*** Data extracts ***
PR #1137, opened 2020-04-29
Tokens: Vesting UI

delfipolito:


apps/token-manager/app/src/components/VestingInfoBoxes.js
```diff
@@ -0,0 +1,160 @@
...
+    <div
+      css={`
+        display: flex;
+        justify-content: flex-start;
+      `}
+    >
+      {icon}
+      <div
+        css={`
+          display: inline-grid;
```
sohkai, line 139: Would `inline-flex` work here? It seems a bit weird specifying `grid` but then not setting any other grid values.

apps/token-manager/app/src/components/VestingInfoBoxes.js
```diff
@@ -0,0 +1,160 @@
...
+          css={`
+            padding: ${3 * GU}px;
+          `}
+        >
+          <InfoBoxHeader
+            icon={<TokenIcon />}
+            label={'Total Tokens'}
+            content={formatTokenAmount(
+              selectedHolder.holderBalance.balance,
+              18,
```
sohkai, line 43: Note that here and below, we shouldn't assume `18` and should be using the token's decimals instead.

apps/token-manager/app/src/components/VestingInfoBoxes.js
```diff
@@ -0,0 +1,160 @@
...
+
+                > span:nth-child(1) {
+                  color: ${theme.surfaceContentSecondary};
+                }
+                > span:nth-child(2) {
+                  // “:” is here for accessibility reasons, we can hide it
+                  opacity: 0;
+                  width: 10px;
+                }
+                > span:nth-child(3) {
```
sohkai, line 98: It doesn't look like we have a third `span`; should we wrap `content` around with one?

apps/token-manager/app/src/screens/Details.js
```diff
@@ -0,0 +1,193 @@
...
+  useLayout,
+  useTheme,
+} from '@aragon/ui'
+import SummaryBar from '../components/SummaryBar'
+import SummaryRows from '../components/SummaryRows'
+import VestingInfoBoxes from '../components/VestingInfoBoxes'
+import { useAppLogic, toISODate, useVestedTokensInfo } from '../app-logic'
+import { format, formatDistanceStrict, parseISO } from 'date-fns'
+
+const formatDate = date => `${format(date, 'do MMM yyyy, HH:mm O')}`
```
sohkai, line 21: We should move this to a `date-utils` or `utils` file :).

Also, I think we should discuss the date format. Elsewhere, we've settled on a different one (https://github.com/aragon/aragon-apps/pull/1103#discussion_r406679045).

apps/token-manager/app/src/screens/Details.js
```diff
@@ -0,0 +1,193 @@
...
+
+function Details({ tokenSymbol, selectHolder, vestings }) {
+  const theme = useTheme()
+  const { selectedHolder } = useAppLogic()
```
sohkai, line 25: If we're already using this, perhaps we should just get `selectHolder` here instead of having to pass it down :).

apps/token-manager/app/src/screens/Details.js
```diff
@@ -0,0 +1,193 @@
...
+  const handleBack = useCallback(() => selectHolder(-1), [selectHolder])
```
sohkai, line 26: Note that here we're doing an implicit cast from `-1` to `'-1'`, and we may want to use a different mechanism for this.

Regardless of whether we change the unselected state to be `null` or a falsey value, we may want to expose a `unselectHolder` function from `useAppLogic()`.

apps/token-manager/app/src/screens/Details.js
```diff
@@ -0,0 +1,193 @@
...
+  return (
+    <React.Fragment>
+      <Bar>
+        <BackButton onClick={handleBack} />
+      </Bar>
+      <Split
+        primary={
+          <Box>
```
sohkai, line 34: From the designs, it looks like we should also have an empty state here?

apps/token-manager/app/src/screens/Details.js
```diff
@@ -0,0 +1,193 @@
...
+      </div>
+      <div
+        css={`
+          flex-grow: 1;
+        `}
+      >
+        <SummaryBar
+          vestingInfo={vestingInfo}
+          css={`
+            margin-top: 0;
```
sohkai, line 92: Wondering if we can remove this

apps/token-manager/app/src/screens/Details.js
```diff
@@ -0,0 +1,193 @@
...
+      `}
+    >
+      <div>
+        <ContentBox>
+          <label
+            css={`
+              color: ${theme.surfaceContentSecondary};
+            `}
+          >
+            START DAY
```
sohkai, line 121: Let's use normal case and use `text-transform: uppercase` to style :).

apps/token-manager/app/src/screens/Details.js
```diff
@@ -0,0 +1,193 @@
...
+              symbol: tokenSymbol,
+            })}
+          </p>
+        </ContentBox>
+      </div>
+    </div>
+  )
+}
+
+function ContentBox({ props, children }) {
```
sohkai, line 170: Let's inline this in the other component where it's used.

It's especially awkward because this component styles children elements _implicitly_ via its css selectors.

apps/token-manager/app/src/screens/Details.js
```diff
@@ -0,0 +1,193 @@
...
+      css={`
+        padding: ${1 * GU}px 0;
+        label {
+          color: ${theme.surfaceContentSecondary};
+          ${textStyle('label2')};
+        }
+        p {
+          ${textStyle('body4')};
+        }
+        button {
```
sohkai, line 183: As far as I can tell, there is no button being styled?

apps/token-manager/app/src/app-logic.js
```diff
@@ -0,0 +1,188 @@
...
+    // Make sure we have loaded information about the current app and other installed apps before showing votes
+    if (!(vestings && currentApp && installedApps)) {
+      return [[], []]
+    }
+
+    return vestings
+  }, [vestings])
+}
+
+export function toISODate(seconds) {
```
sohkai, line 81: To be consistent with the other apps, we should be transforming the times in the script.js to their unix time equivalents in ms.

You can find examples in Voting's script, where we use a `marshall()` function to do the transformations.

apps/token-manager/app/src/screens/Holders.js
```diff
@@ -69,18 +81,24 @@ function Holders({
...
-              values.push(formatBalance(balance, tokenDecimalsBase))
+              values.push(formatTokenAmount(balance, tokenDecimals))
             }
 
-            return values
+            const amount = vestings.reduce((total, vesting) => {
+              return total.add(new BN(vesting.amount))
+            }, new BN(0))
+
+            return [...values, formatTokenAmount(amount, tokenDecimals)]
```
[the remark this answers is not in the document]
delfipolito: You are right! I don't know where I got this from. Will change it (Fortunately is an easy change) :)

apps/token-manager/app/src/components/SummaryRows.js
```diff
@@ -0,0 +1,85 @@
+import React from 'react'
+import styled from 'styled-components'
+import { GU, formatTokenAmount, textStyle, useTheme } from '@aragon/ui'
+
+function SummaryRows({ vestingInfo, tokenSymbol }) {
```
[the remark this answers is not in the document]
delfipolito: Yes I think this suggestion is much cleaner. I did the changes, but take a look just in case to see if that was what you had in mind

apps/token-manager/app/src/components/SummaryBar.js
```diff
@@ -0,0 +1,110 @@
+import React from 'react'
```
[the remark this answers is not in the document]
delfipolito: Yes, I am planning on adding it to aragonUI cause it is used in several places, but for the moment I just steal it from voting so is not a blocker for merging this PR

apps/token-manager/app/src/screens/Holders.js
```diff
@@ -6,15 +6,16 @@ import {
...
+  IconInfo,
   IconLabel,
   IconRemove,
   Split,
-  GU,
+  formatTokenAmount,
   useLayout,
   useTheme,
 } from '@aragon/ui'
-import { formatBalance } from '../utils'
```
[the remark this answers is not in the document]
delfipolito: Sure! I will update this in a separate PR :)

apps/token-manager/app/src/components/VestingInfoBoxes.js
```diff
@@ -0,0 +1,160 @@
...
+  return (
+    <React.Fragment>
+      <Box padding={0}>
+        <div
+          css={`
+            padding: ${4 * GU}px;
+            border-bottom: 1px solid ${theme.border};
+          `}
+        >
+          <LocalIdentityBadge
```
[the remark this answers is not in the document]
delfipolito: We talked with Paty and Fiore about this and resolved to also keep it when is the currrently connected account details screen

sohkai:
Last thing blocking this from being merged is https://github.com/aragon/aragon-ui/pull/777.

rashiq-ddc:
Is this feature available in rinkeby version ?

sohkai:
@rashiq-ddc It is available on both mainnet and rinkeby. However, there is no UI for creating vestings so you'll have to interact programmatically with the contract to do so (or use templates like Fundraising that create vestings).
*** End of Data extracts ***
Say how many lines above contain "children", and give no words besides the number.

**Output of the exercise:** 2